Er wollte einfach nur raus aus diesem Loch. Im Fernsehen hatte man ihm die schöne Welt gezeigt, aber sie war soweit weg. Sie war so falsch. Peter dachte, dass sie irgendwo da draußen sein muss. Und Vanessa würde er mitnehmen. Weg, irgendwo anders hin. Und dann Kinder groß ziehen. Bei ihnen nicht all das falsch machen, was bei ihm falsch gelaufen war. Er würde ihnen zu hören, mit ihnen spielen, für sie da sein, sich am Wochenende frei nehmen, sich nicht betrinken und seine Frau und Kinder nicht schlagen. Er war besser. Und sobald er bereit war für die Flucht, so würde er seinem Erzeuger ins Gesicht spucken und gehen.

Langsam rollten die Feinde aus dem Stadion. Adrenalin schoss Peter bis unter die Schädeldecke, so dass es kurz weh tat. Der Schmerz kam nicht davon, dass er gegen den Bauzaun gerammt wurde. Auch der Sturz mit dem Bauzaun war es nicht. Es war das Adrenalin. Es bildete Druck in seinem Körper und der musste jetzt raus.

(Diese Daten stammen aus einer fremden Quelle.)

PR #3, opened 2017-11-17
Add gcs_utils

dshiga:
Move gcs_utils and associated tests from lira to here. See associated PR in Lira here: https://github.com/HumanCellAtlas/lira/pull/35


pipeline_tools/gcs_utils.py
```diff
@@ -0,0 +1,108 @@
...
+def parse_bucket_blob_from_gs_link(path):
+    """Utility to split a google storage path into bucket + blob name.
+
+    :param str path: A string of google cloud storage path (must have gs:// prefix)
+    :return str: A string of bucket name.
+    :return str: A string of blob name
+    """
+    if not path.startswith('gs://'):
+        raise ValueError('%s path is not a valid link')
+    parts = path.split('/', 3)
```
ambrosejcarr: I had no idea this took a numerical parameter. You have changed my life.

pipeline_tools/gcs_utils.py
```diff
@@ -0,0 +1,108 @@
...
+    return bucket, blob
+
+
+def download_to_buffer(blob):
+    """Return a bytes file-like object readable by requests and REST APIs
+
+    :param google.cloud.storage.Blob blob: google storage blob
+    :return _io.BufferedIOBase: readable file object
+    """
+    string_buffer = BytesIO()
```
ambrosejcarr: I always try to name these `bytes_buffer` because `io.BufferedIOBase` doesn't clearly indicate that this is a bytes object you're getting.

pipeline_tools/gcs_utils.py
```diff
@@ -0,0 +1,108 @@
...
+        gcs_client.storage_client
+    authenticated_gcs_client = gcs_client.storage_client
+
+    bucket = authenticated_gcs_client.bucket(bucket_name)
+    blob = bucket.blob(source_blob_name)
+    logging.debug('bucket: {0}, blob: {1}'.format(bucket_name, source_blob_name))
+    return download_to_buffer(blob)
+
+
+class LazyProperty(object):
```
ambrosejcarr: @rexwangcc Is this replaceable with python's `functools.lru_cache` with the max_size parameter set to 1?

rexwangcc: I did a quick research about the [functools implementation](https://github.com/python/cpython/blob/60a376cf0023d1070329d0e861a5596637ff3275/Lib/functools.py#L399) of LRU cache. I think it is possible we could replace the current decorator with the lru_cache decorator. To do this, we need to do one of the following two things: 
1. We could still use the GoogleCloudStorageClient class, but we need to implement the `__hash__` method, to enable lru_cache to work for the client, we might need to change the way that passing credentials to the client, those lists are not hashable. In short, in this way, we make the whole GoogleCloudStorageClient class hashable, and decorate the download_gcs_blob with lru_cache, since the max size is 1 and it is thread-safe, it will always hit the cache. 
2. A neater way requires more refactoring work: refactor the code and remove the GoogleCloudStorageClient class. Instead, we just need to use storage_client function and decorate the download_gcs_blob. Since we are using storage_client to store the information of the credentials, this will also ACT-AS the lazy property, and will only throw errors during the runtime.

Sein Chef, oder besser gesagt ehemaliger Chef schrie ihn richtig an. Er hätte an ihn geglaubt, warum er denn davon nichts zurück geben würde. Peter wusste, es würde nicht reichen. Warum er denn mit ihm nicht gesprochen hätte und wieso er nicht in der Berufsschule war. Peter wusste, es brachte ihn nicht raus. Er wäre doch einer seiner besten Auszubildenen, mit ein wenig Mühe hätte er sogar selbst Aufträge annehmen dürfen. Peter wollte nicht Maler und Lackierer werden. Jetzt hätte er ja seine Chance weggeworfen und es würde ganz schwer für ihn. Peter wusste, für ihn war der Weg nach oben schon vorher verbaut. Seine Biografie war nicht die eines Aufsteigers und dass machte ihn wütend. Er zerriss den Kündigungschrieb noch im Büro und warf beim rausgehen sein drittes Bier gegen die Wand.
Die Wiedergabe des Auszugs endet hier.